Amazon's AWS S3 outage impacted Apple's services

mac app store
Roman Loyola

Yesterday afternoon, Amazon Web Services (AWS) experienced a significant and prolonged outage that brought a number of popular websites and services down. While Amazon is more readily known for its online retail business, the company's cloud services division has quickly become a huge money maker for the Jeff Bezos-led company. What's more, AWS provides the backbone for many well-known sites, including Netflix and Quora.

"We are investigating increased error rates for Amazon S3 requests in the US-EAST-1 Region,” Amazon said yesterday amidst a flurry of confusion and frustration.

The problem was eventually resolved, but not before a number of services from Apple were affected. For a brief while yesterday, iOS users experienced difficulties accessing the App Store, Apple Music, iCloud backups, iWork and other cloud-based services.
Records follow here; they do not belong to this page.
PR #6840, opened 2019-07-24
osc/ucx: Fix data corruption with non-contiguous accumulates

nysal:
This PR fixes a data corruption issue in MPI_Accumulate and MPI_Get_accumulate when using non-contiguous data types. The c_strided_acc_indexed and c_strided_acc_subarray tests in the ibm test suite now pass. The c_strided_getacc_indexed test case can be modified to use the MPI_SUM operation to expose a similar issue with MPI_Get_accumulate.

### DIFF
--- a/ompi/mca/osc/ucx/osc_ucx_comm.c
+++ b/ompi/mca/osc/ucx/osc_ucx_comm.c
@@ -510,12 +510,13 @@ int ompi_osc_ucx_accumulate(const void *origin_addr, int origin_count,
             if ((op != &ompi_mpi_op_maxloc.op && op != &ompi_mpi_op_minloc.op) ||
                 ompi_datatype_is_contiguous_memory_layout(temp_dt, temp_count)) {
                 size_t temp_size;
+                char *curr_temp_addr = (char *)temp_addr;
                 ompi_datatype_type_size(temp_dt, &temp_size);
                 while (origin_ucx_iov_idx < origin_ucx_iov_count) {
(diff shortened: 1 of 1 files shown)


hppritcha:
@nysal does this need to backportrd to 4.0.x and older branches?

nysal:
@hppritcha For v4.0.x I've opened https://github.com/open-mpi/ompi/pull/6846 
The same patch fixes a crash in v3.1.x, however when I try to run with anything more than 2 procs, there is a hang. It looks like this fix exposes a different issue in v3.1.x. @janjust any thoughts about v3.1.x?

janjust:
@nysal , what's the hang's backtrace?

nysal:
With 4 ranks, 0 and 2 are in accumulate. 1 and 3 are in the subsequent barrier. 
I've posted the stack traces for ranks 2 and 3. Its the same for 0 and 1 - https://gist.github.com/nysal/52826a07f6d2d2dd8853e9342b73bf4b

janjust:
@nysal my suggestion is to backport the datacorruption and open up an issue for hang and resolve hang

nysal:
Done - https://github.com/open-mpi/ompi/pull/6848
I'll open an issue for the hang shortly.

artpol84:
@nysal, can you share your reproducer for this?

nysal:
@artpol84 Its the c_strided_acc_indexed test in the ibm test suite from ompi-tests

artpol84:
Thank you!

Interestingly enough, rumor has it that Apple inevitably wants to lessen its reliance on third-party providers like Amazon. Indeed, this is simply par for the course for Apple given its insistence on controlling—to the extent possible—all of the technology underlying its products and services.

As an additional aside, it's worth noting that Apple in late 2015 struck a deal with Google's cloud platform while lessening its reliance upon AWS in the process.

To this point, CRN reported the following this past March:

Since inking the Google deal late last year, Apple has also significantly reduced its reliance on Amazon Web Services, whose infrastructure it uses to run parts of iCloud and other services, said the sources, who all requested anonymity to protect their relationships with the vendors.

According to the sources, Google executives have told partners that Apple is spending between $400 million and $600 million on Google Cloud Platform, although this couldn’t be independently confirmed. Also unclear is whether this range refers to an annual spending rate or a set amount of capacity. AWS said Apple's move to work with Google does not signify "competitive defection."